Because PEMFs induce charge in tissues, the tissues can only produce as much charge as they are physically capable of doing. Tissues cannot be overcharged by PEMFs. On the other hand, electrostimulation can actually burn tissue because it uses externally applied electrical energy.
Magnetic fields affect charged particles, so all the elements or processes of the human body that rely on charge to function can be directly affected by magnetic fields. PEMFs have been found to enhance the function of cell membranes, helping to equalize the charges on either side and revitalizing the cell. This is especially true for the sodium/potassium and calcium/magnesium membrane channels.
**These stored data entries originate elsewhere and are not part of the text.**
PR #495, opened 2025-09-23
Canonicalize uds path

jdygert-spok:


crates/aranya-daemon/src/api.rs
```diff
@@ -95,6 +95,9 @@ impl DaemonApiServer {
         quic: Option<quic_sync::Data>,
     ) -> anyhow::Result<Self> {
         let listener = UnixListener::bind(&uds_path)?;
+        let uds_path = uds_path
+            .canonicalize()
```
jdygert-spok, line 120: On the daemon side we can't resolve until after we create the socket. This means that the resolved path could technically be different from the bound path if someone swapped out some symlinks inbetween or something. But I don't think this actually worsens our reliance on a secure filesystem.

gknopf-aranya (approved):

PR #503, opened 2025-09-26
DO NOT MERGE: repro crash

gknopf-aranya:


examples/c/example.bash
```diff
@@ -57,7 +57,7 @@ aqc.enable = true
 
 [afc]
 enable = true
-shm_path = "/shm_${device}"
+shm_path = "/shm_test_${device}"
```
gknopf-aranya: Had to do this because there are leftover shm files causing the example to crash on my machine. Rename works around this.

PR #505, opened 2025-09-26
c-example: fix crash on errors in example

jdygert-spok:
This should fix the crashes that occurred when we had other errors.

We were "cleaning up" uninitialized objects when an error occurred. We now basically just exit on an error. There isn't really a need to do the cleanup here on errors. It's probably worth having in a more realistic example but this example is basically just a test script.

### DIFF
--- a/examples/c/example.c
+++ b/examples/c/example.c
@@ -881,48 +881,36 @@ static void *membera_aqc_thread(void *arg) {
 
     sleep(2);
 
-exit:
     printf("membera: cleanup bidi stream\n");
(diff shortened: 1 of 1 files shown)


gknopf-aranya:
Could this cause a memory leak?

nikki-aranya (approved):

jdygert-spok:
Yes, but it doesn't really matter. All memory is reclaimed on process exit. We don't need to see the memory freed in the unexpected test failure.

PR #510, opened 2025-10-01
Add client and daemon CMake targets

jdygert-spok:


crates/aranya-client-capi/CMakeLists.txt
```diff
@@ -0,0 +1,55 @@
...
+option(ARANYA_ENABLE_EXPERIMENTAL "Enable experimental Aranya features." OFF)
+
+option(ARANYA_ENABLE_AFC "Enable Aranya Fast Channels." ON)
+
+# ==== Daemon executable ====
+
+corrosion_import_crate(
+    MANIFEST_PATH ${CMAKE_CURRENT_SOURCE_DIR}/../aranya-daemon/Cargo.toml
+	FEATURES
+        $<$<BOOL:${ARANYA_ENABLE_PREVIEW}>:preview>
```
gknopf-aranya: Is there a way to not duplicate the feature code 3 times in this file?

jdygert-spok: We might be able to use a list variable to dedup the two crate uses but the header usage expands to e.g. `ENABLE_ARANYA_PREVIEW` instead of `preview`

gknopf-aranya: Maybe we could map each feature to a tuple/list:
`ARANYA_ENABLE_PREVIEW` -> (`preview`, `ENABLE_ARANYA_PREVIEW`)

jdygert-spok: I used some lists.

CMakeLists.txt
```diff
@@ -0,0 +1,17 @@
...
+project(aranya-client LANGUAGES C)
+
+set(CMAKE_POSITION_INDEPENDENT_CODE ON)
+
+include(FetchContent)
+
+FetchContent_Declare(
+    Corrosion
+    GIT_REPOSITORY https://github.com/corrosion-rs/corrosion.git
+    GIT_TAG v0.5.2
```
nikki-aranya: needs to be bumped to 0.6

nikki-aranya (approved):

CMakeLists.txt
```diff
@@ -0,0 +1,17 @@
+cmake_minimum_required(VERSION 3.24...3.31)
```
gknopf-aranya, line 1: Why is there a range if 3.24 is the minimum required version?

jdygert-spok: > Always set the maximum version to the highest version you test (like 4.1). This will continue to work until CMake drops the maximum version from it’s support window, rather than the minimum!

https://cliutils.gitlab.io/modern-cmake/README.html

3.31 is the version we currently use in CI.

Note this doesn't prevent you from using it with a newer cmake.

PR #513, opened 2025-10-01
Use CTest for C API tests

jdygert-spok:


crates/aranya-client-capi/ctest/CMakeLists.txt
```diff
@@ -0,0 +1,115 @@
...
+endif()
+
+if("${CMAKE_SYSTEM_NAME}" STREQUAL "Windows")
+    set(WINDOWS TRUE)
+endif()
+
+# Test builds run with extra runtime checks.
+if(NOT DEFINED ENV{NO_TEST_BUILD})
+    # TODO(declan): reenable fsanitize. not sure if the leak is occuring in our code.
+    # could be in the memtxp but the stack trace hints to it being a cgo malloc.
```
djohnson-spideroak: we can probably remove this and enable fsanitize

crates/aranya-client-capi/ctest/CMakeLists.txt
```diff
@@ -0,0 +1,115 @@
...
+
+enable_testing()
+
+add_executable(TestSimple test_simple.c)
+target_link_libraries(TestSimple PRIVATE Aranya::Client)
+add_test(NAME TestSimple COMMAND TestSimple $<TARGET_FILE:Aranya::Daemon>)
+
+# add_test(NAME TestSetup
+#     COMMAND ${CMAKE_COMMAND} -E make_directory "${CMAKE_BINARY_DIR}/accounts")
+# add_test(NAME TestCleanup
```
gknopf-aranya, line 107: Would prefer to put test artifacts in a tmp dir so a cleanup method is not required after tests run

crates/aranya-client-capi/ctest/test_simple.c
```diff
@@ -0,0 +1,30 @@
...
+    }
+
+    char *env[] = {
+        "ARANYA_DAEMON=debug",
+        NULL,
+    };
+    int ret = execle(path, path, "--help", NULL, env);
+    fprintf(stderr, "unexpected return %d", ret);
+    abort();
+}
```
jdygert-spok, line 29: Unsure if we want to try and manage the daemons within the tests or from shell scripts.

gknopf-aranya: Which approach do you think is more portable considering we may deploy to a variety of different OS?

gknopf-aranya: I would imagine users would want to run the test suite before attempting to develop their own applications on a new OS we don't support in CI.

crates/aranya-client-capi/ctest/CMakeLists.txt
```diff
@@ -0,0 +1,117 @@
+cmake_minimum_required(VERSION 3.11)
```
gknopf-aranya, line 1: No version range like before?

gknopf-aranya (approved):

crates/aranya-client-capi/ctest/CMakeLists.txt
jdygert-spok: I don't think this call or the call to project below are needed but they don't seem to hurt anything :shrug:

crates/aranya-client-capi/ctest/test_simple.c
```diff
@@ -0,0 +1,48 @@
...
+        fprintf(stderr, "usage: `%s <daemon>`\n", argv[0]);
+        return EXIT_FAILURE;
+    }
+
+    // Show that we can use the client library.
+    AranyaExtError ext;
+    TRY(aranya_ext_error_init(&ext));
+    TRY(aranya_ext_error_cleanup(&ext));
+
+    spawn_daemon(argv[1]);
```
gknopf-aranya, line 42: It does not appear that anything kills the daemon process after the test exits.

jdygert-spok: This doesn't include managing the daemon, it just runs it with the `--help` flag to show that it was built and passed to the test correctly.

crates/aranya-client-capi/ctest/CMakeLists.txt
```diff
@@ -0,0 +1,117 @@
...
+
+# Apple and Windows system linkers do not recognize these options.
+if(NOT APPLE AND NOT WINDOWS)
+    add_link_options(
+        -Wl,-z,relro
+        -Wl,-z,now
+        -Wl,-z,defs
+        -Wl,-z,noexecstack
+    )
+endif()
```
jdygert-spok, line 95: FYI all these extra flags aren't "needed" but have been carried over from older code. Some enable more warnings, some enable security features, some enable sanitizers which detect bad behavior at runtime. They could possibly be cleaned up but I just copied them over mostly unchanged for now.

gknopf-aranya: Seems worth adding a TODO and possibly opening an issue to simplify this later

jdygert-spok: #676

The inflows and outflows of calcium are particularly important in normalizing cell function. The most studied effects of PEMFs are on changing the sodium/potassium and magnesium/calcium ion channels. These actions of PEMFs on the calcium channels in particular appear to create most of the physiologic actions of PEMFs.
Imbalances in the body, which lead to disorders or disease, may be like the twigs blocking the natural flows of energy in the tissues. PEMFs unblock these natural flows, like a gentle tap, allowing the tissues to return to a normal state.
The body is completely transparent to pulsed electromagnetic fields.
Low frequency PEMFs go into and through the body without being blocked, slowed down, or used up. All tissues in the body are equally transparent to a PEMF. There is no difference between muscle, bone, brain, blood vessels, or solid organs. PEMFs go through the air and fluids of the body equally. PEMFs affect the body but not the other way around. As the PEMFs pass through the body they stimulate all the components of the body to the degree the different components can interact with the PEMF.
Since all of the tissues of the body, particularly the brain, have their own frequencies and are flexible to varying degrees, outside frequencies applied to the body can cause or “tune” the body’s frequencies to be synchronized with the externally applied frequencies. So, a small amount of PEMF energy that is resonant with the molecules or cells of the body produces a much stronger response than when there is no resonance. The practical application of resonance in healing magnetic fields, particularly in neurology, is called entrainment.
Entrainment refers to the synchronization (resonance) of an existing frequency (such as the brain in a specific brainwave state) to an external frequency stimulus (such as one provided by a PEMF device).
Although there are many types of entrainment, for our purposes we refer primarily to neural or brainwave entrainment. Any stable frequency presented to the body, especially the brain, evokes a brain response. The brain synchronizes its own natural dominant brainwave frequency with that of the external stimulus. This is called brainwave entrainment.
When an electromagnetic field is presented to the body, the pulses elicit the brain’s “frequency following” response, encouraging the brainwaves to align or resonate to the frequency of a given beat. This “frequency following” response of brainwave entrainment can be seen in action with those prone to epilepsy. If a strobe flashes at their seizure frequency, the brain will “entrain” to the flashing light resulting in a seizure. This technique is commonly used in clinical neurology when EEGs are being performed to investigate seizure disorders.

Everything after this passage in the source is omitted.